Cold. Metallic. Carrying the faint, iron-tinged scent of the lake as I crossed the private airstrip in borrowed slippers that were far too thin for the hour.
2:00 a.m.
The world felt suspended—like time itself had paused to watch what choice I’d make. No crickets. No distant engines from the road. Just the low, predatory hum of the jet’s idling engines and the soft crunch of gravel beneath my feet.
The man guiding me wore a black ski mask, his face erased as thoroughly as my past had been more than once.
He moved with brisk efficiency, every step precise, purposeful. An extractor. A professional. Someone who’d walked dozens—maybe hundreds—of people into disappearances.
I didn’t ask his name.
I didn’t care to know it.
Fear coiled tight in my stomach, sharp and restless. I was going home—to my parents. To the people who should have represented safety, love, protection.
Instead, every step toward the glowing stairs of the jet felt like walking willingly into a cage I’d spent my entire life trying to claw my way out of.
The jet loomed ahead of me, sleek and white under floodlights, door open like a mouth waiting to swallow me whole.
I reached the foot of the stairs.
My hand lifted, fingers brushing the cold metal railing—
Headlights exploded in the darkness.
A black SUV tore onto the tarmac, engine roaring, tires shrieking as it skidded sideways to a violent halt inches from my legs. The sudden force sent me stumbling backward, my heart slamming so hard I tasted blood.
The masked man reacted instantly, yanking a pistol from his waistband. Two armed figures appeared at the jet’s doorway, rifles snapping up, red dots trembling over the SUV’s windshield.
The air went razor-thin.
Then the driver’s door opened.
Dmitri Volkov stepped out.
The floodlights caught him fully—black coat hanging open, collar turned up against the wind, dark hair tousled like he’d driven too fast to care. His presence hit like a physical force. Lethal. Controlled. Radiating something dangerous and unreadable.
Handsome didn’t come close to covering it.
He looked like vengeance given a human shape.
“Where the fuck do you think you’re going?”
His voice cut through the night—low, furious, vibrating with restrained violence. Not shouted. He didn’t need to raise it.
The guns stayed raised. Fingers hovered dangerously close to triggers. One wrong breath and the airstrip would erupt.
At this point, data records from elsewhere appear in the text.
PR #116, opened 2020-11-01
Do not hardcode USE_EXTERNAL_TINYXML2 to OFF on Windows

traversaro:
Fortunately now in 2020 we have package managers on Windows, so at least giving an option to use an external TinyXML2 also on Windows make sense. : )

### DIFF
--- a/CMakeLists.txt
+++ b/CMakeLists.txt
@@ -33,9 +33,8 @@ endif()
 if(UNIX OR APPLE)
   option(USE_EXTERNAL_TINYXML2 "Use a system-installed version of tinyxml2" ON)
 elseif(WIN32)
-  # This is always false for Windows, so we can avoid trying to search for a
-  # system installation of tinyxml2.
-  set(USE_EXTERNAL_TINYXML2 false)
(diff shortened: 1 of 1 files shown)


traversaro:
The `ignition_common-ci-pr_any-homebrew-amd64` failure seems to be unrelated.

mjcarroll:
Do you think it makes sense to move this logic into `ign-cmake` so that it can be used in other places as well?  I believe TinyXML2 is at least used here, in `sdformat` and a few more places up the stack.

traversaro:
> 
> 
> Do you think it makes sense to move this logic into `ign-cmake` so that it can be used in other places as well? I believe TinyXML2 is at least used here, in `sdformat` and a few more places up the stack.


I don't think so. `USE_EXTERNAL_TINYXML2` is an option that only make sense for projects that vendor tinyxml2, and ignition-cmake does not provide any function to vendor tinyxml2 itself. Furthermore, given that package managers such as conan, vcpkg and conda are becoming to be more used on Windows, I hope that for future projects the need to vendor dependencies such as tinyxml2 will disappear.

mjcarroll (approved):

PR #117, opened 2020-11-02
Remove plugin in favor of ign-plugin

mjcarroll:


ahcorde (changes requested):
``` 
  In file included from /usr/local/include/ignition/common4/ignition/common.hh:23,
                   from /github/workspace/examples/assert_example.cc:1:
  /usr/local/include/ignition/common4/ignition/common/detail/Plugin.hh:24:10: fatal error: ignition/common/Plugin.hh: No such file or directory
   #include "ignition/common/Plugin.hh"
```

mjcarroll:
I actually don't think that @chapulina is going to let us do this, because we should be technically doing tick tock.

chapulina:
> I actually don't think that @chapulina is going to let us do this, because we should be technically doing tick tock.

You shouldn't let yourself do that either :wink:

PR #165, opened 2021-02-04
Added unit capsule and ellipsoid

ahcorde:
Created unit ellipsoid and capsule

Related with:

 - https://github.com/ignitionrobotics/ign-rendering/pull/203
 - https://github.com/ignitionrobotics/ign-rendering/pull/200


mjcarroll (approved):

graphics/src/MeshManager.cc
```diff
@@ -91,6 +91,10 @@ MeshManager::MeshManager()
   this->CreateCylinder("unit_cylinder", 0.5, 1.0, 1, 32);
   this->CreateCone("unit_cone", 0.5, 1.0, 5, 32);
   this->CreateCamera("unit_camera", 0.5);
+  this->CreateCapsule("unit_capsule", 0.5f, 0.3f, 32, 32);
+  this->CreateEllipsoid("unit_ellipsoid",
+    ignition::math::Vector3d(0.3f, 0.5f, 1.0f),
+    32, 32);
```
chapulina, line 97: All our current "unit" shapes have a `(1, 1, 1)` bounding box. That wouldn't be the case for the new unit shapes introduced here. I understand that for a capsule and an ellipsoid to have these dimensions, they'd be spheres, so that may be confusing. On the other hand, a user scaling these shapes may be confused to see that scaling "unit" shapes results in unexpected sizes.

My vote would be to give them a unit bounding box, even if it means they look like spheres. But I'd like to hear what @scpeters thinks.

mjcarroll: I think if that's the case, we should also add a test to make sure that our primitives fit in a bounding box. 

It makes sense to do so, I just wasn't aware of it :)

chapulina: This came to mind because @scpeters talked about it during one of the meetings. I think that when we insert them from the GUI, we don't need to insert the unit ones. But the unit shapes will be used to create scaled versions of any other size, so I think it makes sense they have a clear unit value.

I just realized though that the capsule doesn't work like the other unit shapes. It's possible to adjust a unit cylinder to any given radius and length by scaling its 3 dimensions, but that can't be done with a capsule. So I think we may need to treat the capsule differently :confused:

ahcorde: what about be more flexible in the definition? such as: something inside the `(1, 1, 1)` bounding box.

chapulina: The problem is how to use these unit shapes. For example, if a user wants to create an ellipse with radii `(1, 2, 3)`, they will need to scale the unit mesh by `(1/0.3, 2/0.5, 3/1.0)`, right? And for the capsule, it won't be possible to create a capsule with radius 2.0 and length 0.5 from the unit capsule.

“To my parents,” I said, forcing my voice not to shake. “I wasn’t born a slave, Dmitri. I won’t stay one.” I swallowed. “Please... let me go.”
For a moment, he just stared at me.
Then his mouth curved—not into a smile, but something sharper. Colder. Almost amused.
He flicked his gaze toward the armed men with nothing more than a casual wave of his hand.
Three muffled shots cracked through the night.
I barely registered the sound before bodies started dropping.